The following were the members of the Legislative Assembly for Vaudreuil. The party affiliations are based on the biographies of individual members given by the National Assembly of Quebec, as well as votes in the Legislative Assembly. "Party" was a fluid concept, especially during the early years of the Province of Canada.
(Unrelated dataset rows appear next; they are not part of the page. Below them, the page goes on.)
PR #5526, opened 2025-05-19
Add append support to Hdf archive

PDoakORNL:
## Proposed changes

hdf5 archive lacks support for appending to hdf5 datasets which is present in the hdf_wrappers.  This PR extends this functionality to the hdf_archive level allowing new modules to append to hdf5 datasets without resorting to using Observable helper.  New estimators should use this functionality instread of observable helper. Revives some code from #4540.

- New feature

- No

sdgx2

## Checklist

### DIFF
--- a/src/io/hdf/hdf_archive.cpp
+++ b/src/io/hdf/hdf_archive.cpp
@@ -12,6 +12,8 @@
 
 
 #include "hdf_archive.h"
+#include <H5Ipublic.h>
+#include <stdexcept>
 #ifdef HAVE_MPI
 #include "mpi3/communicator.hpp"
 #endif
@@ -47,6 +49,16 @@ void hdf_archive::close()
   if (file_id != is_closed)
     H5Fclose(file_id);
   file_id = is_closed;
+  if (file_apl_ != H5I_INVALID_HID)
+  {
+    H5Pclose(file_apl_);
+    file_apl_ = H5I_INVALID_HID;
+  }
+  if (file_cpl_ != H5I_INVALID_HID)
+  {
+    H5Pclose(file_cpl_);
+    file_cpl_ = H5I_INVALID_HID;
+  }
 }
 
 void hdf_archive::set_access_plist()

| Parliament | Member |  | Years in Office | Party |  |  |
| 1st Parliament 1841–1844 | John Simpson |  | 1841–1844 | Unionist; "British" Tory |  |  |
| 2nd Parliament 1844–1847 | Jacques-Philippe Lantier |  | 1844–1847 | French-Canadian Group |  |  |
| 3rd Parliament 1848–1851 | Jean-Baptiste Mongenais |  | 1848–1857 | French-Canadian Group |  |  |
| 4th Parliament 1851–1854 | Ministerialist |  |  |
| 5th Parliament 1854–1857 | Bleu |  |  |
| 6th Parliament 1858–1861 | Robert Unwin Harwood |  | 1858–1860 | Conservative |  |  |
| Jean-Baptiste Mongenais |  | 1860–1861 (By-election) | Bleu |  |  |
| 7th Parliament 1861–1863 | Jean-Baptiste Mongenais |  | 1861–1863 | Bleu |  |  |
| 8th Parliament 1863–1867 | Antoine Chartier de Lotbinière Harwood |  | 1863–1867 | Confederation; Conservative |  |  |

== Abolition ==

The district was abolished on July 1, 1867, when the British North America Act, 1867 came into force, creating Canada and splitting the Province of Canada into Quebec and Ontario. It was succeeded by electoral districts of the same name in the House of Commons of Canada and the Legislative Assembly of Quebec.